PR #730, opened 2019-07-05
Fix routine leak in drainSRTP

### LINKED ISSUE #729: Receiving unknown SSRC causes leaked SSRC on shutdown
`drainSRTP` doesn't destroy its streams on shutdown.

Sean-Der:
Store orphaned SRTP/SRTCP streams and discard them
when we close the PeerConnection

Resolves #729

### DIFF
--- a/dtlstransport.go
+++ b/dtlstransport.go
@@ -86,6 +86,7 @@ func (t *DTLSTransport) ICETransport() *ICETransport {
 	return t.iceTransport
 }
 
+// onStateChange requires the caller holds the lock
 func (t *DTLSTransport) onStateChange(state DTLSTransportState) {
 	t.state = state
 	hdlr := t.onStateChangeHdlr
@@ -224,6 +225,10 @@ func (t *DTLSTransport) Start(remoteParameters DTLSParameters) error {
 
 	if err := t.ensureICEConn(); err != nil {
 		return err
+	}
+
+	if t.state != DTLSTransportStateNew {
+		return &rtcerr.InvalidStateError{Err: fmt.Errorf("attempted to start DTLSTransport that is not in new state: %s", t.state)}
 	}
 
 	dtlsEndpoint := t.iceTransport.NewEndpoint(mux.MatchDTLS)
--- a/dtlstransport.go
+++ b/dtlstransport.go
@@ -31,10 +31,9 @@ type DTLSTransport struct {
 	certificates      []Certificate
 	remoteParameters  DTLSParameters
 	remoteCertificate []byte
-	// State     DTLSTransportState
+	state             DTLSTransportState
 
-	// OnStateChange func()
-	// OnError       func()
+	onStateChangeHdlr func(DTLSTransportState)
 
 	conn *dtls.Conn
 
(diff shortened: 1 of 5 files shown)


Sean-Der:
Not ready for merge yet, need to write a better test

Sean-Der:
@maxhawkins @mchlrhw @mjmac @wdouglass added all the media devs :)

Thanks for the review! Hopefully not controversial, everything I added exists in WebRTC spec.

peerconnection.go
```diff
@@ -1207,6 +1212,10 @@ func (pc *PeerConnection) drainSRTP() {
 				return
 			}
 
+			pc.mu.Lock()
```
maxhawkins: Should orphanSRTP have its own mutex? Not sure what this mutex is shared with and if it would cause contention/deadlocks.

peerconnection.go
```diff
@@ -1207,6 +1212,10 @@ func (pc *PeerConnection) drainSRTP() {
...
+			pc.orphanSRTP = append(pc.orphanSRTP, r)
```
maxhawkins: Why not close these immediately?

For a long-running PC wouldn't this grow without bound?

dtlstransport.go
```diff
@@ -214,21 +240,26 @@ func (t *DTLSTransport) Start(remoteParameters DTLSParameters) error {
 		ClientAuth:             dtls.RequireAnyClientCert,
 		LoggerFactory:          t.api.settingEngine.LoggerFactory,
 	}
+
+	t.onStateChange(DTLSTransportStateConnecting)
```
maxhawkins: Is it possible to transition from failed to connecting? I know in a PeerConnection that state transition is forbidden but I'm not sure about ORTC.

dtlstransport.go
```diff
@@ -83,6 +86,29 @@ func (t *DTLSTransport) ICETransport() *ICETransport {
 	return t.iceTransport
 }
 
+func (t *DTLSTransport) onStateChange(state DTLSTransportState) {
+	t.state = state
```
maxhawkins: is this missing a mutex?

dtlstransport.go
```diff
@@ -31,10 +31,9 @@ type DTLSTransport struct {
 	certificates      []Certificate
 	remoteParameters  DTLSParameters
 	remoteCertificate []byte
-	// State     DTLSTransportState
+	state             DTLSTransportState
```
maxhawkins: Gonna be so great to have this in the api. Much faster to know if the connection has closed or not.

dtlstransport.go
Sean-Der: That has to be without a mutex (all the callers are holding one) will add a comment!

dtlstransport.go
Sean-Der: Do you think the right thing to do here is `if state == failed` that bails out?

peerconnection.go
Sean-Der: Oh yes good point, that seems like an excellent for a DoS. 

This just exists for being helpful for debugging but serves no purpose beyond that. Will re-push

dtlstransport.go
Sean-Der: fixed!

peerconnection.go
Sean-Der: Fixed!

peerconnection.go
Sean-Der: Fixed!

dtlstransport.go
maxhawkins: I don't know. Does the spec say? Couldnt find any more information.

Sean-Der: That sounds right to me https://github.com/pion/webrtc/pull/730/files#diff-af8b99e79ad0bc29625704279b2d48e5R230

Will read spec and see if they say anything

Sean-Der: `Start` doesn't exist for WebRTC so nothing there.

I would say this is the right behavior, I bet internally they do have the check.

Sean-Der: Matched ORTC here `If start is called after a previous start call, or if state is closed, throw an InvalidStateError.`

══════════

> _What the exercise asks_
How many of the lines above hold "return"? Answer with only the number.

> _Answer section_
5